Work instructions
Which of the lines in the data below contain the string "Hide"? Copy each of them.

··· Dataset

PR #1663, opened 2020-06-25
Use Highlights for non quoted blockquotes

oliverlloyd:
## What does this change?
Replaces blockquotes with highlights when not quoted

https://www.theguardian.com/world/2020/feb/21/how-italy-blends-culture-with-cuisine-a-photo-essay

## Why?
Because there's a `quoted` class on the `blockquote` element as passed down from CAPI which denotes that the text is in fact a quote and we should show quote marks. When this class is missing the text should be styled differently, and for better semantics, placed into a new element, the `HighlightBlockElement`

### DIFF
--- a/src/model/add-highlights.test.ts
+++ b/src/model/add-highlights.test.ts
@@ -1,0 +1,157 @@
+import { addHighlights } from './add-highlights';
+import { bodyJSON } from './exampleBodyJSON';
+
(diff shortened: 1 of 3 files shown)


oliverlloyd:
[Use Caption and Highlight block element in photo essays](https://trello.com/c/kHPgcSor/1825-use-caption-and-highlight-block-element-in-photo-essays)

······
··· Dataset

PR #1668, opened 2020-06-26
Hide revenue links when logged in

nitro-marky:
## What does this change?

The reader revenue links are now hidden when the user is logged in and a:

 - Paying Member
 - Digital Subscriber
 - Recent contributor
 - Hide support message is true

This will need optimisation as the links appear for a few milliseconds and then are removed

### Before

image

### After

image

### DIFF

······

Output for this task
Hide revenue links when logged in
 - Hide support message is true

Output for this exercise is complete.